Les mesures Bart Test ont confirmé cette présence de bactéries dans les eaux de rinçage
du lave endoscope.
[0131] Ces essais permettent de conclure que la solution de trempage suivant l'invention
assure le décrochage des bactéries dans le lave endoscope, ce qui permet d'assurer,
par la suite, un meilleur nettoyage des endoscopes, le lave endoscope ne constituant
plus une source de contamination.
c) analyses de la présence de biofilm suite à la troisième étape
[0132] Suite au nettoyage avec la solution de trempage suivant l'invention, des endoscopes
préalablement mis à blanc (selon la première étape) dans un lave endoscope préalablement
mis à blanc (selon la deuxième étape) et à une désinfection (Soluscope D), des analyses
bactériologiques de l'eau de rinçage du lave endoscope et des endoscopes ont été réalisées
par étalement sur milieu de culture et par mesures Bart Test.
[0133] Des colonies bactériennes ont été dénombrées dans l'eau de rinçage suite au nettoyage
des endoscopes avec la solution selon l'invention (colonies rouges, 32 CFU/150µl).
Les bactéries formant ces colonies ont été identifiées comme étant des Staphylococcus
aureus.

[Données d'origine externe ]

PR #2011, opened 2023-03-02
Rename the global SDK version variables to avoid naming clash

ThomsonTan:
## Changes

Avoid using the general macro like name as `MAJOR_VERSION`. It could clash with the macro definition form other header files even it is under namespace. Add the prefix `OPENTELEMETRY_SDK_` to make the name more specific.

### DIFF
--- a/CHANGELOG.md
+++ b/CHANGELOG.md
@@ -15,6 +15,8 @@ Increment the:
 
 ## [Unreleased]
 
+* [SDK] Rename the global SDK version variables to avoid naming clash
+  [#2011](https://github.com/open-telemetry/opentelemetry-cpp/pull/2011)
 * [SDK]Add attributes for InstrumentationScope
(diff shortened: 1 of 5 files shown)


lalitb:
Can we also update the pre-commit script here - https://github.com/open-telemetry/opentelemetry-cpp/blob/3ef579bca397817358c06a55761b17091d2af8bd/buildscripts/pre-commit#L64

ThomsonTan:
> Can we also update the pre-commit script here -
> 
> https://github.com/open-telemetry/opentelemetry-cpp/blob/3ef579bca397817358c06a55761b17091d2af8bd/buildscripts/pre-commit#L64

Thanks for the catch, updated.

lalitb:
Looks good to me. Just need to be aware if some external libraries are using this macro to detect otel-version, it would break them.

owent (approved):

PR #2014, opened 2023-03-03
Provide version major/minor/patch macros

### LINKED ISSUE #2012: Provide major/minor/patch version macros

In Apache Arrow Flight C++, we'd like to support a wide range of versions of opentelemetry-cpp. Sometimes there are breaking changes in the API, such as in #1761. It's cool that there are breaking changes (I appreciate the pace at which the project is evolving), except that in our project we don't have a way to check the version and easily adapt our code to support versions both before and after the change.

It's common in many C++ projects to provide macros for:

 * `OPENTELEMETRY_VERSION_MAJOR`
 * `OPENTELEMETRY_VERSION_MINOR`
 * `OPENTELEMETRY_VERSION_PATCH`

Then, downstream libraries can write code like:

```cpp
#if !(OPENTELEMETRY_VERSION_MAJOR <= 2 && OPENTELEMETRY_VERSION_MINOR < 5)
// Handle old API
#else
// Handle new API
#endif
```

Would you be open to providing these?

We could use CMake [try_compile](https://cmake.org/cmake/help/latest/command/try_compile.html) feature to detect what APIs are available at compile time, but that's quite burdensome to maintain.

marcalff:
Fixes #2012

## Changes

Added the following macros:

* OPENTELEMETRY_VERSION_MAJOR
* OPENTELEMETRY_VERSION_MINOR
* OPENTELEMETRY_VERSION_PATCH

This is helpful for user code, to support multiple versions in case of incompatible changes.


esigo (approved):
LGTM
Thanks for the PR :)

api/include/opentelemetry/version.h
```diff
@@ -8,6 +8,10 @@
 
 #define OPENTELEMETRY_ABI_VERSION_NO 1
 #define OPENTELEMETRY_VERSION "1.8.2"
```
ThomsonTan, line 10: Use # operator for preprocessor to define OPENTELEMETRY_VERSION with the new VERSION macros?

lalitb (approved):

api/include/opentelemetry/version.h
marcalff: Technically possible, but the resulting code, with `OPENTELEMETRY_CONCAT()` and `OPENTELEMETRY_STRINGIFY()`, will be extremely obfuscated.

There is no risk that the string version goes out of sync with major/minor/patch versions, there is a unit test to catch this.

ThomsonTan (approved):

PR #2025, opened 2023-03-07
Fix compile error with GCC 11.3

tyler92:
Fixes https://github.com/open-telemetry/opentelemetry-cpp/issues/2026

## Changes

There was a compile error with GCC 11.3 and the following cmake options:

```
-DBUILD_TESTING=OFF -DWITH_EXAMPLES_HTTP=ON -DWITH_PROMETHEUS=ON -DWITH_STL=ON
```

GCC output:

```
In file included from opentelemetry-cpp/examples/http/client.cc:7:
opentelemetry-cpp/examples/http/tracer_common.h:29:26: error: expected ‘)’ before ‘&’ token
   29 |   HttpTextMapCarrier<T>(T &headers) : headers_(headers) {}
```

See https://godbolt.org/z/Pv3fqq7zx


marcalff (approved):
LGTM, thanks for the fix.

lalitb (approved):

PR #2031, opened 2023-03-08
[REMOVAL] Remove the jaeger exporter

### LINKED ISSUE #1938: [REMOVAL] Remove the Jaeger Exporter
This removal follows the deprecation announced in:

[DEPRECATION] Deprecate jaeger exporter #1892

marcalff:
Fixes #1938

## Changes

* Remove the jaeger exporter
* Remove usage of thrift
* Remove usage of boost


esigo (approved):
LGTM
Thanks for the PR :)

CMakeLists.txt
```diff
@@ -175,8 +175,6 @@ option(WITH_ELASTICSEARCH
 
 option(WITH_ZPAGES "Whether to include the Zpages Server in the SDK" OFF)
 
-option(WITH_JAEGER "DEPRECATED - Whether to include the Jaeger exporter" OFF)
```
ThomsonTan, line 178: Could we keep the option but only allow the default value? I mean if we delete the option, the existing cmake invocation like `cmake -DWITH_JAEGER=OFF` will have warning triggered. The same applies to `cmake -DWITH_JAEGER=ON`. Better to show an explicit error message the user tries to enable Jaeger?

lalitb:
Thanks for the PR. Changes look good. Was trying to see if the specs says anything about removing support of Jaeger . There are couple of reference - 

https://github.com/open-telemetry/opentelemetry-specification/blob/main/specification/sdk-environment-variables.md#jaeger-exporter

```
Jaeger exporter support will be removed from OpenTelemetry in July 2023.
```

And changelog - https://github.com/open-telemetry/opentelemetry-specification/blob/b674b49a9be32bf38a58865e9a04803c0f9349fb/CHANGELOG.md?plain=1#LL213C3-L213C70

```
- Deprecate jaeger exporter, scheduled for spec removal in July 2023.
```

Will it make sense to merge this PR when the Jaeger exporter reference is removed from specs ?

marcalff:
> 
> ```
> - Deprecate jaeger exporter, scheduled for spec removal in July 2023.
> ```
> 
> Will it make sense to merge this PR when the Jaeger exporter reference is removed from specs ?

Looks like I missed the date from the spec when writing the C++ deprecation PR, which is why the planned removal date for C++ was set to April, 2023 instead.

Ok to wait for July 2023 then.

CMakeLists.txt
marcalff: > Could we keep the option but only allow the default value? I mean if we delete the option, the existing cmake invocation like `cmake -DWITH_JAEGER=OFF` will have warning triggered. The same applies to `cmake -DWITH_JAEGER=ON`. Better to show an explicit error message the user tries to enable Jaeger?

Thanks for the early comments.

The initial deprecation was announced with release 1.8.2 published on 2023-01-31.
It was advertised at great length, including with pinned issues, so users should be well aware of this by now.

With this removal, the following commands:

```
cmake -DWITH_JAEGER=ON
cmake -DWITH_JAEGER=OFF
```

will both produce a warning, with CMake indicating that an unknown option is used:

```
CMake Warning:
  Manually-specified variables were not used by the project:

    WITH_JAEGER
```

Using `-DWITH_JAEGER=OFF` produces a warning only, and will not cause the build to fail.

The fact that the `WITH_JAEGER` option is no longer available is now documented in the CHANGELOG, in the important changes section, for the next release.

I don't think the CMakeList.txt should still contain logic about obsolete options, as it makes _removing_ options impossible, this is mitigated by the important changes in the CHANGELOG instead.

marcalff:
Now ready for review.

marcalff:
TODO, waiting on spec changes.

The Jaeger Propagator will not be removed from the spec:
* https://github.com/open-telemetry/opentelemetry-specification/pull/3567

so it needs to be preserved in opentelemetry-cpp as well.

marcalff:
do not merge yet, minor rework on Jaeger Propagator needed.

Will clear the do not merge flag once resolved.

marcalff:
Jaeger Propagator is no longer removed, per spec.

Updated DEPRECATED.md to indicate the propagator stays deprecated in opentelemetry-cpp (not removed)

ThomsonTan (approved):
Thanks for driving this change, @marcalff

lalitb (approved):
LGTM.  Nicely done, as usual :)

PR #1953, opened 2023-02-03
Convert Prometheus Exporter to Pull MetricReader

lalitb:
Fixes #1941

## Changes
Changes are as explained here - https://github.com/open-telemetry/opentelemetry-cpp/issues/1941#issuecomment-1413236782

Prometheus Exporter now implements `MetricReader` class, instead of `PushMetricExporter`. And the metrics is collected only when the actual http pull request is received from Prometheus  agent to fetch the metrics. Earlier metrics were fetched periodically by PeriodicMetricReader and stored into intermediate storage, from where the Prometheus agent used to pull the data. This resulted in duplicate entries of data in the intermediate storage.

For significant contributions please make sure you have completed the following items:

* [x] `CHANGELOG.md` updated for non-trivial changes
* [x] Unit tests have been added
* [x] Changes in public API reviewed

PR #2034, opened 2023-03-09
Fix view names in Prometheus example

tyler92:
As far as I can see View should have the same name as Instrument

> The name of the View (optional). If not provided, the **Instrument name** MUST be used by default. This will be used as the name of the [metrics stream](https://github.com/open-telemetry/opentelemetry-specification/blob/main/specification/metrics/data-model.md#events--data-stream--timeseries).

https://github.com/open-telemetry/opentelemetry-specification/blob/main/specification/metrics/sdk.md#view

### DIFF
--- a/examples/prometheus/README.md
+++ b/examples/prometheus/README.md
@@ -59,7 +59,7 @@ Start the application and keep it running. Now we should be able to see the
 metrics at [http://localhost:9464/metrics](http://localhost:9464/metrics) from a
 web browser:
 
-![Browser UI](https://user-images.githubusercontent.com/71217171/168492500-12bd1c99-33ab-4515-a294-17bc349b5d13.png)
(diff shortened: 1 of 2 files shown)


tyler92:
I am a newcomer in OpenTelemetry so please let me know if I am wrong and if there is no error in the examples. Without this change I don't see "_counter" on the Prometheus page.

lalitb (approved):
Changes look good. Thanks for the contribution.

tyler92:
If the change is good, I will change also README with pictures. And revome WIP after that. Right now I wanted to make sure that the fix is correct

tyler92:
Why don't I see a picture like in README? I see lines instead of histograms. Where is a mistake?

image

lalitb:
@tyler92   In case you are seeing a separate line for histogram bucket, the output is correct. The existing screenshot in README.md is from the previous implementation (prior to design changes in #1953), and is no longer valid output.

PR #2055, opened 2023-03-15
Remove unused 'alerting' section from prometheus.yml in examples

tyler92:
Alerting is not used in this example and port 9464 can't be reused for this purpose


lalitb (approved):
Thanks.

esigo (approved):

PR #2124, opened 2023-04-27
Fix inclusion header files and use forward declaration for API

cngzhnp:
Fixes #2043 but only API side.

## Changes


cngzhnp:
@marcalff Could you please review these changes only related to API folder?

api/include/opentelemetry/plugin/hook.h
```diff
@@ -41,6 +40,11 @@
 OPENTELEMETRY_BEGIN_NAMESPACE
 namespace plugin
 {
+
+struct LoaderInfo;
+class Factory;
```
lalitb, line 45: Is this required ?

api/include/opentelemetry/trace/noop.h
```diff
@@ -102,15 +102,14 @@ class OPENTELEMETRY_EXPORT NoopTracer final : public Tracer,
 /**
  * No-op implementation of a TracerProvider.
  */
-class OPENTELEMETRY_EXPORT NoopTracerProvider final : public opentelemetry::trace::TracerProvider
+class OPENTELEMETRY_EXPORT NoopTracerProvider final : public trace_api::TracerProvider
```
lalitb, line 105: should we instead use `trace::TracerProvider`, and remove `trace_api` namespace alias from the header file. It's not recommended to have namespace alias in header files (though this is existing code)

lalitb:
Changes look good in general, and nicely done. I think this would be the breaking change for applications if they are taking dependency on these unnecessary header inclusions in our API. These applications need to explicitly include these removed header files / forward-declared classes.

lalitb (approved):
Approving the changes with nit comments. I believe @marcalff has already approved these api changes as indicated here - https://github.com/open-telemetry/opentelemetry-cpp/pull/2043#pullrequestreview-1395717324. Still have concern on this breaking the existing application code, so would be good to discuss when/how to merge/release in next community meeting.

api/include/opentelemetry/plugin/hook.h
cngzhnp: No need to put this class as a forward declaration, probably even stands on my early trials. Will be removed.

api/include/opentelemetry/trace/noop.h
cngzhnp: Yes, you are right. I'd change it as you wish.

lalitb: Looks like the `trace_api` alias defined here is been used in other places too. We can keep it here in that case.

cngzhnp: Reverted back only `trace_api` alias. However, I will take it as a note, maybe it would be removed after same changes are applied to SDK too.

api/test/plugin/dynamic_load_test.cc
```diff
@@ -2,6 +2,12 @@
 // SPDX-License-Identifier: Apache-2.0
 
 #include "opentelemetry/plugin/dynamic_load.h"
+#ifdef _WIN32
```
ThomsonTan, line 5: Why is this needed as the `#ifdef _WIN32` is included in `opentelemetry/plugin/dynamic_load.h` which has already been included above?

cngzhnp: In `dynamic_load.h` file, there is no preprocessor definition anymore, I removed it in this pull request. Because there is only one function declaration which is not related to operating system itself. 

However, only this source file is related to operating system itself with dynamic_load and which has to be included like that. Otherwise, there will be a compiler error on test codes.

ThomsonTan: Why was the including of such `dynamic_load_<os>.h` moved out of `dynamic_load.h`? With change, the user code like the test code here need to include both files separately. It looks to me that including the os header in `dynamic_load.h` is more convenient.

cngzhnp: Ok, I will revert it back.

ThomsonTan (approved):

owent (approved):

PR #2126, opened 2023-04-29
Fix if JSON library already added another CMake target

### LINKED ISSUE #1879: Nlohmann library can cause conflict on CMake targets during build
**Describe your environment** 

Currently, in our project we are using `Nlohmann::JSON` library for another purpose which is added as a submodule. On other hand, we are also using `opentelemetry-cpp` library which brings with its own `Nlohmann::JSON` library which is a problematic. 

**Steps to reproduce**
During our build process, `Nlohmann::JSON` library that we used version is already parsed and `nlohmann_json` target is created by CMake. Afterwards, the next submodule is opentelemetry-cpp library and if it is built with Zipkin option (or could be another exporter which uses Nlohmann) which causes CMake build error like:

```
add_library cannot create target "nlohmann_json" because another target
  with the same name already exists.  The existing target is an interface
  library created in source directory
  "x/y/z/3rdParty/json".  See
  documentation for policy CMP0002 for more details.
```

My expectation is, even though 3rdParty dependency collision, it should be built up smoothly.

If project is used its own `Nlohmann::JSON` library, it is not possible to build.

**Additional context**
As a solution, in CMakeLists.txt after line 358, such a case must be included:

```cmake
...
  if(nlohmann_json_FOUND)
    message("Using external nlohmann::json")
  elseif(TARGET nlohmann_json) 
    message("nlohmann_json was already added as a CMake target!")
```
This will prevent during CMake process, if `Nlohmann::JSON` target is already found in the CMake target list, no need to do anything.

cngzhnp:
Fixes #1879

## Changes

### DIFF
--- a/cmake/nlohmann-json.cmake
+++ b/cmake/nlohmann-json.cmake
@@ -33,6 +33,8 @@ find_package(nlohmann_json QUIET)
 set(nlohmann_json_clone FALSE)
 if(nlohmann_json_FOUND)
   message(STATUS "nlohmann::json dependency satisfied by: package")
+elseif(TARGET nlohmann_json)
+  message(STATUS "nlohmann::json is already added as a CMake target!")
 elseif(EXISTS ${PROJECT_SOURCE_DIR}/.git
        AND EXISTS
            ${PROJECT_SOURCE_DIR}/third_party/nlohmann-json/CMakeLists.txt)


cmake/nlohmann-json.cmake
```diff
@@ -33,6 +33,8 @@ find_package(nlohmann_json QUIET)
 set(nlohmann_json_clone FALSE)
 if(nlohmann_json_FOUND)
   message(STATUS "nlohmann::json dependency satisfied by: package")
+elseif(TARGET nlohmann_json)
```
ThomsonTan, line 36: Wondering the scenario that `nlohmann_json_FOUND` is not set, but `nlohann_json` target is available.

cngzhnp: `nlohmann_json_FOUND` true only when the library installed on the system like package, not as a submodule or third party usage in another project. 

In my use case, we need this library for another purpose as a third party, so CMake acts that `nlohmann_json` is a CMake target which is the correct in project perspective. If we compile `opentelemetry-cpp + my project + my nlohmann_json` together, `opentelemetry-cpp` will use my `nlohmann_json` library because it is already known as a CMake target by CMake.

Otherwise, it throws an error which I already explained in the bug description.

owent: nlohmann_json may be imported by `add_subdirectory`.

> Wondering the scenario that `nlohmann_json_FOUND` is not set, but `nlohann_json` target is available.

owent (approved):
LGTM  and thanks.

lalitb (approved):

ThomsonTan (approved):

PR #2143, opened 2023-05-19
Missed include

### LINKED ISSUE #2142: Compilation failure with Gcc on Fedora 38
**Describe your environment** 
Fedora 38

**Steps to reproduce**
Opentelemetry-cpp build fails

Successful build

```
In file included from /home/andrew/Work/opentelemetry-cpp/ext/test/http/url_parser_test.cc:4:
/home/andrew/Work/opentelemetry-cpp/ext/include/opentelemetry/ext/http/common/url_parser.h:30:3: error: ‘uint16_t’ does not name a type
   30 |   uint16_t port_;
      |   ^~~~~~~~
/home/andrew/Work/opentelemetry-cpp/ext/include/opentelemetry/ext/http/common/url_parser.h:9:1: note: ‘uint16_t’ is defined in header ‘<cstdint>’; did you forget to ‘#include <cstdint>’?
```

**Additional context**
Looks to me that cstdint was transitively included before and now with an updated gcc library is no longer being so. On inspection it does look like the mentioned header file is clearly incorrect.

astitcher:
Fixes #2142

## Changes
Added a needed include to avoid compilation error on Fedora 38


lalitb (approved):
LGTM. Thanks for the fix.

esigo (approved):
LGTM
Thanks for the fix :)

PR #2156, opened 2023-05-24
[DOC] Small fix for Histogram documentation.

lalitb:
Fixes # (issue)

## Changes

The comment is not consistent with [implementation ](https://github.com/open-telemetry/opentelemetry-cpp/blob/61e8741a70cde8f273b3de49a772f05a12566e80/sdk/src/metrics/sync_instruments.cc#L185 )and [specification](https://github.com/open-telemetry/opentelemetry-specification/blob/main/specification/metrics/api.md#record). The Histogram API only records non-negative value.


api/include/opentelemetry/metrics/sync_instruments.h
```diff
@@ -97,14 +97,14 @@ class Histogram : public SynchronousInstrument
   /**
    * Records a value.
    *
-   * @param value The increment amount. May be positive, negative or zero.
+   * @param value The increment amount. MUST be non-negative.
```
marcalff, line 100: The comment also says "The increment amount", which sounds like a copy and paste from counters, and does not apply to histograms.

In my understanding:

For an histogram, the metric value should be passed, and will decide which bucket stat to increment.

There is no such thing as giving an "increment amount".

lalitb: Good point. Have updated this now.

marcalff (approved):
LGTM, thanks for the fix.

esigo (approved):
LGTM
Thanks :)

PR #2166, opened 2023-05-31
[EXPORTER] Support empty arrays in `OtlpRecordable` attributes

mbrobbel:
## Changes

This PR changes behavior for empty array attribute values in `OtlpRecordable`. Empty array attribute values did not set the  `AnyValue` field to `ArrayValue`.

However, following the spec it seems we should forward empty arrays.

https://github.com/open-telemetry/opentelemetry-specification/blob/ce2c5946faa9c961ea01d89c7aed83621865b67b/specification/common/README.md?plain=1#L37-L39

Invoking `mutable_array_value()` before looping over the values sets the `AnyValue` variant to `ArrayValue` regardless of the number of items in the iterator.

### DIFF
--- a/exporters/otlp/src/otlp_populate_attribute_utils.cc
+++ b/exporters/otlp/src/otlp_populate_attribute_utils.cc
@@ -67,58 +67,66 @@ void OtlpPopulateAttributeUtils::PopulateAnyValue(
   }
   else if (nostd::holds_alternative<nostd::span<const uint8_t>>(value))
   {
+    auto array_value = proto_value->mutable_array_value();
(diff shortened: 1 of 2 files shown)


marcalff (commented):
Very clean PR, thanks.

Please expand the unit tests to cover every data types beside `std::vector<int64_t>`.

This will help to catch bugs if somehow the fix for other alternatives gets lost, with bad merges.

owent (approved):
LGTM and thanks.

lalitb (approved):

ThomsonTan (approved):

PR #2178, opened 2023-06-05
[EXPORTER] Fixed HTTP CURL for 32bits platforms

### LINKED ISSUE #2175: set option <30120> failed: <A libcurl function was given a bad argument>
Hey all, 

There is an error message `ext\src\http\client\curl\http_operation_curl.cc:548 CURL, set option <30120> failed: <A libcurl function was given a bad argument>` while running the `example_otlp_http` example with Win32 on my Windows 10. I have already debug it and found that after add these follow codes, it works well.

```
    #ifdef WIN32
    rc = SetCurlLongOption(CURLOPT_POSTFIELDSIZE, req_size);
    #else
    rc = SetCurlLongOption(CURLOPT_POSTFIELDSIZE_LARGE, req_size);
    #endif
```

It should be a 32-bit compatibility problem.

marcalff:
Fixes #2175

## Changes

Fixed the HTTP CURL implementation to use the proper data types, when using options with type `curl_off_t`.

This fixes 32 bits builds, like WIN32.

### DIFF
--- a/ext/include/opentelemetry/ext/http/client/curl/http_operation_curl.h
+++ b/ext/include/opentelemetry/ext/http/client/curl/http_operation_curl.h
@@ -269,6 +269,8 @@ private:
 
   CURLcode SetCurlLongOption(CURLoption option, long value);
 
+  CURLcode SetCurlOffOption(CURLoption option, curl_off_t value);
+
   const char *GetCurlErrorMessage(CURLcode code);
 
   std::atomic<bool> is_aborted_;   // Set to 'true' when async callback is aborted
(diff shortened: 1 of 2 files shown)


owent (approved):
LGTM and thanks.

lalitb (approved):

ThomsonTan (approved):

Korevishal:
How to use this change? is it available with 1.9.1 release ?
I believe I have to sync the main and build the Openetelemetry binaries, do I need to call SetCurlOffOption explicitly from my client ? if yes what values would I need to pass.
I am also seeing this issue on 32 bit windows

PR #2182, opened 2023-06-06
[SDK] Header files cleanup, use forward declarations

cngzhnp:
Fixes #2043

## Changes

Clean up header files in SDK folder to use as much as possible forward declarations.


lalitb:
@cngzhnp Just curious, how are you finding out the indirect header includes ?

marcalff (approved):
Reviewed all 172 files changed.

LGTM, thanks for the cleanup.

lalitb:
> @cngzhnp Just curious, how are you finding out these indirect header includes ?

@cngzhnp Could you please reply, this will help review in better way :)

cngzhnp:
> > @cngzhnp Just curious, how are you finding out these indirect header includes ?
> 
> @cngzhnp Could you please reply, this will help review in better way :)

Sorry for the late response, actually I was doing manually which means it is not perfect. However I could share my following these steps like below:

- Just pass through each header file and find the incomplete types.
- Only forward declaration is enough and remove unnecessary header files.
- If dependent header file is already included in the header file, remove it from implementation file.

This could be done by using IWYU as well btw.

examples/jaeger/main.cc
```diff
@@ -2,6 +2,7 @@
 // SPDX-License-Identifier: Apache-2.0
 
 #include "opentelemetry/exporters/jaeger/jaeger_exporter_factory.h"
+#include "opentelemetry/sdk/trace/processor.h"
```
lalitb, line 5: We need to add "sdk/trace/exporter.h" too here ?

examples/otlp/grpc_log_main.cc
```diff
@@ -6,7 +6,9 @@
 #  include "opentelemetry/exporters/otlp/otlp_grpc_log_record_exporter_factory.h"
 #  include "opentelemetry/logs/provider.h"
 #  include "opentelemetry/sdk/logs/logger_provider_factory.h"
+#  include "opentelemetry/sdk/logs/processor.h"
```
lalitb, line 9: We need to add "opentelemetry/sdk/logs/exporter.h" too ?

examples/otlp/grpc_log_main.cc
```diff
@@ -6,7 +6,9 @@
...
 #  include "opentelemetry/sdk/logs/simple_log_record_processor_factory.h"
+#  include "opentelemetry/sdk/trace/processor.h"
```
lalitb, line 11: We need to add "opentelemetry/sdk/trace/exporter.h" too ?

examples/jaeger/main.cc
cngzhnp: I guess, I did not catch yet due to "order of refactoring header files" :).  Currently, I did it for only API and SDK folders but not for exporters folder. Probably, in that time, I will just remove **"sdk/trace/exporter.h"** file from **opentelemetry/exporters/jaeger/jaeger_exporter_factory.h** file and it will cause an compilation error in this file due to complete type problem.

examples/otlp/grpc_log_main.cc
cngzhnp: Same reason for that I mentioned above.

examples/otlp/grpc_log_main.cc
cngzhnp: Same reason for that I mentioned above.

examples/jaeger/main.cc
marcalff: @lalitb @cngzhnp 

The scope of this cleanup is mostly the content of sdk, with minor adjustments as needed to other parts (exporter, examples) when needed.

Lalit comments are on the examples area which will be cleaned up later, sure, but the comments are still valid.

@cngzhnp Please implement comments as indicated, so this review can complete, and the patch be merged.

This will avoid the extra burden, for everyone, of keeping these comments aside, remember them, and either verify the fix later or raise comments again when the content of examples is fixed as well.

4 lines to fix in a patch touching 172 files is very minor, so looking forward to a quick resolution on this, so that @lalitb can approve the overall change, allowing the merge to main soon.

Thanks both the the massive cleanup and review.

esigo (approved):
LGTM
thanks :)
nit: Jaeger exporter will be removed. no need to have changes there.

sdk/include/opentelemetry/sdk/logs/logger_provider.h
```diff
@@ -6,16 +6,13 @@
...
 #  include "opentelemetry/logs/logger_provider.h"
-#  include "opentelemetry/logs/noop.h"
 #  include "opentelemetry/nostd/shared_ptr.h"
-#  include "opentelemetry/sdk/common/atomic_shared_ptr.h"
-#  include "opentelemetry/sdk/logs/logger.h"
-#  include "opentelemetry/sdk/logs/logger_context.h"
-#  include "opentelemetry/sdk/logs/processor.h"
+#  include "opentelemetry/nostd/string_view.h"
+#  include "opentelemetry/sdk/resource/resource.h"
+#  include "opentelemetry/version.h"
```
lalitb, line 15: This file has reference to `KeyValueIterable`, - seems it is indirectly included.  Not a blocker, we can fix this separately.

sdk/include/opentelemetry/sdk/logs/multi_recordable.h
```diff
@@ -20,6 +19,8 @@ namespace sdk
 {
 namespace logs
 {
+class LogRecordProcessor;
+
```
lalitb, line 23: This file has reference to `opentelemetry::common::SystemTimestamp` - seems to be indirectly included. Not a blocker, but can be fixed separately.

lalitb (approved):

sdk/include/opentelemetry/sdk/logs/multi_recordable.h
marcalff: @lalitb

Good find.

I think we should automate this with include-what-you-use, because doing manual reviews checking all dependencies gets too tedious and error prone.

Les mesures Bart Test ont également indiqué la présence de bactéries dans
l'eau de rinçage.
[0134] Ceci indique que la solution de trempage suivant l'invention permet de décrocher
des bactéries encore présentes dans les endoscopes et/ou dans le lave endoscope même
lorsqu'ils ont été préalablement mis à blanc.
[0135] L'analyse des endoscopes, par écouvillonnage et étalement des écouvillons obtenus
sur boites de pétri, n'a pas permis de mettre en évidence la présence de bactéries.
Par contre, les mesures Bart Test ont révélé la présence de bactéries au niveau des
endoscopes même après lavage avec la solution de trempage suivant l'invention.
[0136] Il est bien entendu que la présente invention n'est en aucune façon limitée aux formes
de réalisations décrites ci-dessus et que bien des modifications peuvent y être apportées
sans sortir du cadre des revendications annexées.